* Requirement *
All the records below must be returned exactly as they stand.

* Input material *
+++

PR #2759, opened 2019-11-19
Change default number of taxa in heatmap

gregdingle:
# Description

Following team discussion, we decided to lower this value. 

image

# Tests

Open a new heatmap, see slider at value 10 instead of 30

+++

* Problem solution *
PR #2759, opened 2019-11-19
Change default number of taxa in heatmap

gregdingle:
# Description

Following team discussion, we decided to lower this value. 

image

# Tests

Open a new heatmap, see slider at value 10 instead of 30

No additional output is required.